The network developed by Military Intelligence includes all the information that exists in Israel – from the infected individual to the national statistics. The network is similar to the one used by MI to gather information in its regular capacity, and is meant to ensure that every piece of information is collected and analyzed, and that no piece of critical information falls between the chairs. The database that is now growing should allow the Health Ministry to hit its target of 15,000 tests per day, and at the same time an application was developed to help the IDF's Medical Corps manage the testing process efficiently.

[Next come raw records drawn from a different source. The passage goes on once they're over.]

PR #37, opened 2021-01-10
Implement macaroon-permission-based client loading

jalavosus:
This commit changes core behavior of LndServices; instead of relying on
macaroons for all rpc clients to be available, it instead checks the
permissions of loaded macaroon files, and determines which clients can
be loaded from there.

If a read-only macaroon is not available for client compatibility
checking, or admin permissions are not available for a Lightning client,
the initialization function will return an error.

MI is also involved in a series of other initiatives – spearheaded by the Special Operations Division – among them converting basic ventilators to mechanical ventilators. At the beginning of next week, Sheba Medical Center will conduct a test on the ventilation system that has been developed. It's success will put to use the thousands of ventilators in the country already and spare Israel the need to compete with other countries desperately trying to buy the expensive machines abroad.
Another initiative aims to convert ambulances to vehicles specially designed to move coronavirus patients without endangering the driver. This is being accomplished with special armor placed in the front of the vehicle. In the first phase of the project, which is already underway, 25 MDA ambulances and Home Front Command vehicles will be fitted with the special protection. Another project – to convert commercial vehicles into sample collection vehicles – will increase the mobility of the medical teams and the pace they can conduct tests across the country.